The couple also were the lyricists for the theme songs for such shows as Bracken’s World, Good Times, Maude, Alice and Brooklyn Bridge.

“We’ve had enough experience to know that a compromise is going to be worked out,” she said in a 1980 interview with People magazine. “If one of us feels strongly about something, we’ll let it go for the moment, come back to it the next day and look for a third way to do it.”

The Bergmans were born in the same Brooklyn hospital (she four years after him; Streisand was born at the Jewish Hospital, too) and grew up near each other, but they did not meet until they had moved west.

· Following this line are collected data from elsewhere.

PR #320, opened 2016-01-13
Newlib updates

bhundven:


jasmin-j:
Hello Bryan!

I used your patch for my ARM compiler and it did use the newest newlib package.
By the way, in the meantime a newer package is available: newlib-2.3.0.20160226.tar.gz

I looked to your changes and they are perfectly OK. What exactly did you expect to check by me?

There are a lot more options in newlib, which could be added as CT-NG configuration options,
but using CT_LIBC_NEWLIB_EXTRA_CONFIG_ARRAY is a good method to add them.
From my point of view it is good as it is currently. So why did you add newlib_elix_level,
when the default is 0 anyway?
Where is the difference to all other options which are available in newlib, but have no CT-NG
configuration options?

BR
Jasmin

bhundven:
https://sourceware.org/git/?p=newlib-cygwin.git;a=blob;f=newlib/README;h=bcabfba25892bcd69b895f0b0f281e86558bb7e7;hb=HEAD#l357

bhundven:
I was waiting for anyone to review this change. Anyone. But alas, no one has, so it has sat here.

jasmin-j:
What are your plans for the other missing newlib configure options (e.g. --enable-newlib-register-fini)?
I don't think it is a good idea to add all the currently available configure switches as CT-NG options.
There might be added/removed switches to newlib and CT-NG will get easily out of sync.
On the other hand, it might be useful to have the most important ones in CT-NGs menuconfig with a proper help text.
If this is the direction you like to move, I will have a look on them and add it to CT-NG.
If not, then I ask you again, why you added  the other new CT-NG options (newlib-nano-malloc, newlib-elix-level), if CT_LIBC_NEWLIB_EXTRA_CONFIG_ARRAY would have been sufficient?

bhundven:
@jasmin-j So I get pulled in two different directions. You want me to just add the extra config array, and not worry about adding extra config options.

@yann-morin-1998 suggested that I removed the extra config array, because it adds support burden (if someone misconfigures their newlib, it becomes a crosstool-ng support issue). Instead if the "feature" you are looking to add becomes a configuration option, then it is "supported", and if it breaks later on, we can track it.

The nano options were requested by another user. The elix options are older embedded linux options I was messing around with, but they are no longer used and I plan to remove them from this pull request.

No one has requested --enable-newlib-register-fini, so I don't have that option here.

Does that help you understand where I am coming from?

bhundven:
Updated pull request.

* Removed ELIX options, as mentioned in the previous comment.
* Updated to 2.3.0-20160226

jasmin-j:
Ok, lets put all together:

1. @yann-morin-1998 likes to have (all) possible options as CT-NG configurable items.
2. Moreover he likes to remove the "extra config array" to reduce any possible maintenance.
3. Other users (e.g.: jasmin-j) require currently not available newlib options and need to request them by @bhundven (or the CT-NG developer team), or need to implement them, because the "extra config array" is gone.
4. When a new version (every month) is available, someone needs to check if all the old options are still usable. If not, they can be simply disabled version dependent by the config script, rather to change the CT-NG build scripts.

I can perfectly live with that approach, but I would suggest to allow the "extra config array" with the experimental option, so that people like me can start easier with new samples or new versions.

For my arm-none-eabi (embedded) compiler I need this additional newlib configurations, which I currently
supply via the "extra config array". If it is removed, I would like to have them as CT-NG configuration:
--enable-newlib-register-fini
--enable-newlib-reent-small
--disable-newlib-atexit-dynamic-alloc
--disable-newlib-fvwrite-in-streamio
--disable-newlib-fseek-optimization
--disable-newlib-wide-orient
--disable-newlib-unbuf-stream-opt
--enable-newlib-global-atexit
You don't need to add them. I can do the work, based on this branch.

> Removed ELIX options, as mentioned in the previous comment.

I am not familiar with this. Are you sure nobody uses them?
I hope nobody needs them in the future, when the "extra config array" is gone.

> Updated to 2.3.0-20160226

How do you plan to maintain this? It seems they make a new snapshot every month. It will make a lot of work to update this so frequently.
Moreover, you removed the previous version. This is OK for this development branch, but how do you plan to handle this in the future?
I would suggest to add them less frequently (every 3 months or on request) and to keep at least 3 older versions. You will not have the time to look in every detailed newlib change and it might happen, that a change is bad. Keeping an older version in CT-NG could help us here.

bhundven:
I made a mistake. It's been a long couple of weeks, I apologize!

I confused CC_GCC_EXTRA_ENV_ARRAY with LIBC_NEWLIB_EXTRA_CONFIG_ARRAY.
LIBC_NEWLIB_EXTRA_CONFIG_ARRAY is not going away. The nano options were added for convenience.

The daughter of a clothing manufacturer, she was born Marilyn Keith on Nov. 10, 1929. She studied concert piano at New York’s High School of Music and Art and then psychology and English at NYU. While in college, she broke both shoulders when she fell down a flight of stairs; while recuperating at her parents’ home in L.A. and unable to write, she began speaking song lyrics into a tape recorder.

She was introduced to Alan at a party in 1956 by composer Lew Spence. That first day, they wrote a song together: “I Never Knew What Hit Me,” which they said was awful) and married two years later.

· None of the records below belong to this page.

PR #322, opened 2016-01-18
Remove GCC dependency to libelf

modbw:
As crosstools-ng only support GCC >= 4.8 we do not need libelf for gcc. GCC dropped this dependency with 4.6.

Signed-off-by: Matthias Weisser <m.weisser.m@gmail.com>


bhundven:
After this change, what depends on libelf?

modbw:
A quick look around showed me that libelf is build for the target and needed by (at least) ltrace.

PR #326, opened 2016-01-24
patches/binutils: wcsncasecmp is provided by OSX >= 10.7

hanazuki:
OSX SDK has a declaration for `wcsncasecmp` since 10.7, which conflicts with
the definition provided by the patch for binutils.

In `/usr/include/wchar.h` on ElCapitan we have:
```c
/* Additional functionality provided by:
 * POSIX.1-2008
 */

#if __DARWIN_C_LEVEL >= 200809L
__BEGIN_DECLS
// [snip]
int     wcsncasecmp(const wchar_t *, const wchar_t *, size_t n) __OSX_AVAILABLE_STARTING(__MAC_10_7, __IPHONE_4_3);
// [snip]
__END_DECLS
#endif /* __DARWIN_C_LEVEL >= 200809L */
```


mingwandroid:
Thanks!

PR #342, opened 2016-02-17
binutils: fix .init/.fini literals moving in xtensa gas

jcmvbkbc:
Hi Bryan,

this is a backport of a fix for xtensa gas recently committed to binutils.
It fixes build errors seen with projects that have .init/.fini sections and use text-section-literals.


bhundven:
Thanks, Max!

They and Spence teamed on Fred Astaire’s “That Face” in 1957, Dean Martin’s “Sleep Warm” in 1958 and Frank Sinatra’s “Nice ’n’ Easy” in 1960. (“That Face” also served as Alan’s engagement present to her.)

They recently wrote two more film songs, one with Legrand for the release “Hurry Home” for Jerry LewisMax Rose (2013) and one with Dave Grusin, “Just Getting Started,” for the documentary If You’re Not in the Obit, Eat Breakfast (2017).

In 1974, the AFI created the Women’s Directing Workshop, and Marilyn, along with Anne Bancroft, Dyan Cannon and Randa Haines, were invited to participate in the class of ’75.

She and 10 other women founded The Hollywood Women’s Political Committee, which raised millions of dollars for Democratic candidates and was described as the “single most powerful entertainment group in politics.”

Survivors include their daughter, producer Julie Bergman Sender (Major LeagueG.I. JaneThe Fabulous Baker BoysSix Days Seven Nights), son-in-law iLan Azoulai and granddaughter Emily Sender.